🤖 AI Summary
A new paper formalizes five intrinsic ceilings on LLM scaling—hallucination, context compression, reasoning degradation, retrieval fragility, and multimodal misalignment—by connecting empirical failure modes to fundamental limits from computability, information theory, geometry, and learning theory. The authors prove that any computably enumerable model family must fail on some inputs via diagonalization, and that undecidable queries yield infinite failure sets for all computable predictors. They also show that finite description length and information-theoretic/statistical bounds impose irreducible compression error and prohibitively large sample complexity for long‑tail factual knowledge. Geometric and optimization effects (positional under‑training, encoding attenuation, softmax crowding) effectively shrink usable context length, and likelihood‑based training biases models toward pattern completion rather than true inference. Retrieval under token and coupling limits produces semantic drift and noise, while multimodal scaling tends to preserve only shallow cross‑modal alignment.

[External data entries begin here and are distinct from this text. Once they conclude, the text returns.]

PR #7825, opened 2025-02-23
Tweak app language string in Settings

surfdude29:
Following [feedback on Crowdin](https://bluesky.crowdin.com/editor/1/11/en-gd/9#2667):
> This is a rather tortured English sentence for selecting the UI language and should be revisited. Something like "Select a language for the apps user-interface" would be much easier to understand. The way it's now, it first made me wonder if this was a language selector for some sort of dummy text in certain fields until I found it in the UI language selection menu.

This PR proposes slightly different wording, changing the text from:
`Select your app language for the default text to display in the app.`
to
`Select which language to use for the app's user interface.`

### DIFF
--- a/src/screens/Settings/LanguageSettings.tsx
+++ b/src/screens/Settings/LanguageSettings.tsx
@@ -82,8 +82,8 @@ export function LanguageSettingsScreen({}: Props) {
             <View style={[a.gap_md, a.w_full]}>
               <Text style={[a.leading_snug]}>
                 <Trans>
-                  Select your app language for the default text to display in
-                  the app.
+                  Select which language you'd like to use for the app's user
+                  interface.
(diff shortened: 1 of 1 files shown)


haileyok (approved):

surfdude29:
@haileyok I only just realised I suggested a contraction here, maybe just change the last part to `the user interface of the app.`?

haileyok (approved):
In this case, the apostrophe doesn't form a contraction since it's just making the noun possessive, so this is fine. Mostly we're worried about stuff like "cannot/can't", "were not/weren't", etc.

surfdude29:
@haileyok Oh yeah ofc, sorry my brain isn't working today apparently 🙃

The significance is twofold: it explains why pure scale alone cannot eliminate core LLM failures and gives a rigorous taxonomy of when scaling helps versus where it saturates or is impossible. For practitioners, the paper suggests concrete mitigations—bounded‑oracle retrieval, positional curricula, sparse or hierarchical attention—and reframes future work toward algorithmic, architectural, and data-efficiency solutions rather than blind parameter growth.